NEW YORK – The seeds of a childhood kidney cancer can be present even in tissue that appears normal, a new sequencing analysis has found.
While kidney cancer in children is rare, the most common type is Wilms tumor, which mostly affects children under the age of five. Most cases of Wilms tumor can be cured through surgery to remove the afflicted kidney in combination with chemotherapy and possibly radiotherapy.
In adults, cancers are typically thought to arise through premalignant clonal expansion, but it's been unclear whether the process is similar in pediatric cancers. Researchers led by the Wellcome Sanger Institute's Sam Behjati sequenced tumor and normal kidney tissue to find that alterations indicative of disease were present in some normal tissue from patients as well as in tumors, indicating that that these changes affect cells from which Wilms tumors may later arise.
"The discovery of the genetic root of Wilms' tumour signals a shift in our understanding of this particular cancer and childhood cancer more generally," Behjati, who is also a consultant pediatric oncologist at Addenbrooke's Hospital, said in a statement. "Our findings represent a radical departure from how we think about Wilms' tumour because we never expected to find the root of cancer in normal-looking tissue."
The researchers' work was published today in Science.
By sequencing kidney samples from 54 people — including nearly two dozen children with Wilms tumor, the parents of children with Wilms tumor, and others — the researchers constructed phylogenetic trees of tumor development based on the somatic mutations present. For three children with unilateral Wilms tumor, they sampled their tumors, blood, and histologically normal kidney and uncovered mosaic mutations within these samples. As some of these mosaic mutations were found in both normal and tumor kidney tissue — though not in blood — the researchers suspected that these mutations might have undergone clonal expansions within the kidney.
When the researchers folded in additional samples from other Wilms tumor cases, they found these clonal expansions within normal kidney tissue in 61 percent of the 23 cases they examined.
But when they examined tissues from people without Wilms, they found that these clonal expansions weren't common in normal kidney development. Instead, these expansions within histologically normal tissue were atypical outcomes of renal development that appear to precede development of Wilms tumor.
Nearly 60 percent of these normal kidney tissues with clonal nephrogenesis exhibited hypermethylation of the H19 locus, which typically acts to regulate cell growth and is a known Wilms tumor driver. This hypermethylation was found throughout the clone. This suppression of H19 leads cells to grow more rapidly to create this swathe of pre-malignant cells from which Wilms tumor may then arise.
This alteration appears to arise during kidney development. When the researchers traced back these clonal expansions in patients with bilateral disease, they found that clonal nephrogenesis had to have arisen before the left and right kidney primordia diverged. They noted, though, that the timing of when these expansions may arise in unilateral disease remains unclear.

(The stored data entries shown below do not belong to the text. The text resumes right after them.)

PR #24730, opened 2026-07-15
CAMEL-24073: camel-jms - Cancel reply correlation on send failure to prevent double callback

davsclaus:

## Summary

Fixes a bug where `AsyncCallback.done()` is invoked twice when a JMS send fails after the reply correlation has been registered in `JmsProducer.processInOut`.

**Root cause:** `replyManager.registerReply()` runs inside `MessageCreator.createMessage()` (before the actual JMS send). If the send fails (broker quota, max message size, connection drop), the exception path completes the exchange via `callback.done(true)`, but the reply handler stays registered in the `CorrelationTimeoutMap`. At `requestTimeout` (default 20s), the eviction fires `onTimeout` → `processReply`, which sets `ExchangeTimedOutException` on the already-completed exchange and invokes `callback.done(false)` a second time.

**Fix:**
- Add `cancelCorrelationId(String)` to `ReplyManager` interface — removes a pending reply handler from the correlation map without invoking the callback
- Implement in `ReplyManagerSupport`
- Wrap `doSend()` in `JmsProducer.processInOut` with try/catch to cancel the registered correlation on send failure before re-throwing

## Test plan

- [x] New test `JmsInOutSendFailureCallbackTest` — uses a proxied `ConnectionFactory` that makes `MessageProducer.send()` throw, verifies the exchange exception remains the original JMS send failure and is not overwritten by `ExchangeTimedOutException` after the request timeout elapses
- [ ] CI passes

### DIFF
--- a/components/camel-jms/src/main/java/org/apache/camel/component/jms/JmsProducer.java
+++ b/components/camel-jms/src/main/java/org/apache/camel/component/jms/JmsProducer.java
@@ -221,6 +221,8 @@ public class JmsProducer extends DefaultAsyncProducer {
             in.setHeader(correlationPropertyToUse, GENERATED_CORRELATION_ID_PREFIX + getUuidGenerator().generateUuid());
         }
 
+        final String[] registeredCorrelationId = new String[1];
+
         MessageCreator messageCreator = new MessageCreator() {
             public Message createMessage(Session session) throws JMSException {
                 Message answer = endpoint.getBinding().makeJmsMessage(exchange, in, session, null);
@@ -241,6 +243,7 @@ public class JmsProducer extends DefaultAsyncProducer {
 
                 String correlationId = determineCorrelationId(answer, provisionalCorrelationId);
                 replyManager.registerReply(replyManager, exchange, callback, originalCorrelationId, correlationId, timeout);
+                registeredCorrelationId[0] = correlationId;
 
                 if (correlationProperty != null) {
                     replyManager.setCorrelationProperty(correlationProperty);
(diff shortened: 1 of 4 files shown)


gnodet (approved):
Excellent fix for a subtle double-callback race in JMS InOut. The analysis:

**The bug:**
1. `processInOut` registers a reply correlation (with timeout handler) via `replyManager.registerReply()` inside `MessageCreator.createMessage()`
2. Then `doSend()` is called to send the message
3. If `doSend()` fails, the exception propagates and the exchange is completed with the send error
4. But the correlation entry is still registered — when the timeout fires, it invokes the callback a second time with `ExchangeTimedOutException`, overwriting the original error

**The fix:**
- Captures the correlation ID via `String[1]` array (standard pattern for anonymous class value capture)
- Wraps `doSend()` in try/catch — on failure, calls `replyManager.cancelCorrelationId()` to remove the orphaned correlation entry, then re-throws
- `cancelCorrelationId()` is null-safe: handles the case where `createMessage()` throws before `registerReply()` is reached (correlation ID still null)

**Design observations:**
- New `cancelCorrelationId()` on `ReplyManager` interface is clean — component-internal interface (in the `reply` sub-package), not public API
- `ReplyManagerSupport` provides the implementation; both `QueueReplyManager` and `TemporaryQueueReplyManager` inherit it
- The `correlation.remove()` is atomic on `ConcurrentMap`, so no race with the timeout thread

**Test design:**
- Clever JDK proxy chain (CF → Connection → Session → MessageProducer) to inject send failure without mocking framework
- Uses Awaitility `during(3s)` to wait past the `requestTimeout=2000` and verify the exception remains stable (not overwritten by timeout handler)
- Asserts the exception is NOT `ExchangeTimedOutException` — the exact symptom of the double-callback bug

**Checklist:**
- [x] Tests: thorough reproducer with timeout-stability verification
- [x] Commit convention: JIRA-linked (`CAMEL-24073`)
- [x] Static analysis: only pre-existing broad-exception-catch warnings (consistent with file style)
- [x] Backward compatible — only fixes buggy behavior
- [x] Javadoc on new interface method explains the purpose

These swatches of healthy, but altered tissue could potentially be a marker for tissue where Wilms tumor is at a higher risk of recurring and requires monitoring, author Kathy Pritchard-Jones, a professor of pediatric oncology at the University College London Great Ormond Street Institute of Child Health, said in a statement.
"My hope is that in future we'll be able to develop treatments that focus on these patches of abnormal tissue without having to sacrifice one or both kidneys," she added.